PR #1040, opened 2024-07-12
Improve new function calling strategy

ThomasVitale:
Small implementation changes to the function calling mechanism. Right now, in case there is a “tool call” request from a model, we directly do the recursive call. What I suggest in the PR is actually building the final `ChatResponse` object first. Then, we can return it directly if there’s no tool call. If there is, we trigger the recursive call.

With this change, we can correctly handle the observation scopes, making sure each observation contains the correct request/response pair in the context.

We can also generalize a bit more the function calling logic. Working directly with a `ChatResponse` object, I managed to remove the need for making the abstract class generic, moving even more logic up and reducing the amount of code that is provider-specific.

==*==

### WHAT THE TASK REQUIRES
Reproduce each line of the entries above from the one containing "Improve new function calling strategy" through the last, exactly, and no other line.

### PROBLEM SOLUTION
Improve new function calling strategy

ThomasVitale:
Small implementation changes to the function calling mechanism. Right now, in case there is a “tool call” request from a model, we directly do the recursive call. What I suggest in the PR is actually building the final `ChatResponse` object first. Then, we can return it directly if there’s no tool call. If there is, we trigger the recursive call.

With this change, we can correctly handle the observation scopes, making sure each observation contains the correct request/response pair in the context.

We can also generalize a bit more the function calling logic. Working directly with a `ChatResponse` object, I managed to remove the need for making the abstract class generic, moving even more logic up and reducing the amount of code that is provider-specific.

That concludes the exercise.